**What the exercise asks**
Using the entries that follow, give the number of lines containing the string "should". Write nothing besides that number.

**Dataset records**
________________________
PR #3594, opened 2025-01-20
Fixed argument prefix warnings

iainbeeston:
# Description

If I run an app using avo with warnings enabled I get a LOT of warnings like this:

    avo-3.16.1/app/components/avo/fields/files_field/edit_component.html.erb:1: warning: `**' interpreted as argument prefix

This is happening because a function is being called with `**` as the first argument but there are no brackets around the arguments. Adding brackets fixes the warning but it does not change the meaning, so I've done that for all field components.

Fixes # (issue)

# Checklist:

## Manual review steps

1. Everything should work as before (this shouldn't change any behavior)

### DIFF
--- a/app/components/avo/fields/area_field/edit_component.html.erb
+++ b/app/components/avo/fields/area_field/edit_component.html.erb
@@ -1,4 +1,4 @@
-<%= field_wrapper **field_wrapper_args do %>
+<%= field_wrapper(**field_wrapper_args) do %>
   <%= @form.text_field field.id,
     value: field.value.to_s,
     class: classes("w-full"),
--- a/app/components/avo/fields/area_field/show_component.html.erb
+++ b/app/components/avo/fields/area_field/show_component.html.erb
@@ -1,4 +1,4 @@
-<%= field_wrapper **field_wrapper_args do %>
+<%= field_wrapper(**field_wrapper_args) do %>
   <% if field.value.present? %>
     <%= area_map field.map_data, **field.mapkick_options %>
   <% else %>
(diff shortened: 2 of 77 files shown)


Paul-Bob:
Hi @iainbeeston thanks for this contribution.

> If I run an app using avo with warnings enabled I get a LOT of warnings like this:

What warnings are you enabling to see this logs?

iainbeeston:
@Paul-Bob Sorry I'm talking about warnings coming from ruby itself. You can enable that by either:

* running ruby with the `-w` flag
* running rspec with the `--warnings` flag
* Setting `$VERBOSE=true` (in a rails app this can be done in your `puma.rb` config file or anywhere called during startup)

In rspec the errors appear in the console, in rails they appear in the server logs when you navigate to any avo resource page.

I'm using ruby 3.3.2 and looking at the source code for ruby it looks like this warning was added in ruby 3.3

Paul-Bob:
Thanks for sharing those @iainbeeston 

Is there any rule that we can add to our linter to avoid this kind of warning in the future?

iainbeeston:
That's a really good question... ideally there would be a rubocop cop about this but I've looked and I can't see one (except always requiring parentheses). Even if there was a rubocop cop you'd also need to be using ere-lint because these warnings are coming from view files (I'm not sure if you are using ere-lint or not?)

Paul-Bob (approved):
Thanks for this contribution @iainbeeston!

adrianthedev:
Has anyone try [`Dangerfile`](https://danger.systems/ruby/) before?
________________________
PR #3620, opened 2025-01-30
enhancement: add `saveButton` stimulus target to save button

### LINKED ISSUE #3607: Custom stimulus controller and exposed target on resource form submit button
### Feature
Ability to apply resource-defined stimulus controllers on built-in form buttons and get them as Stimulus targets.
________________________
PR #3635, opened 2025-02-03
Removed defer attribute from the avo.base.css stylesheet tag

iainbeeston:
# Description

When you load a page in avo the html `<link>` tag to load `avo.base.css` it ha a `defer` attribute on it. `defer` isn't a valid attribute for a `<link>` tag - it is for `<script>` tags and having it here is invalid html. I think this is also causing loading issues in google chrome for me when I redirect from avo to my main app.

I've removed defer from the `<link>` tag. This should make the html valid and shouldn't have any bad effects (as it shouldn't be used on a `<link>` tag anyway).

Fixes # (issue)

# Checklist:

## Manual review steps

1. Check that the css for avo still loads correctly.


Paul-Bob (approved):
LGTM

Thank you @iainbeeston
________________________
**Output of the task**
2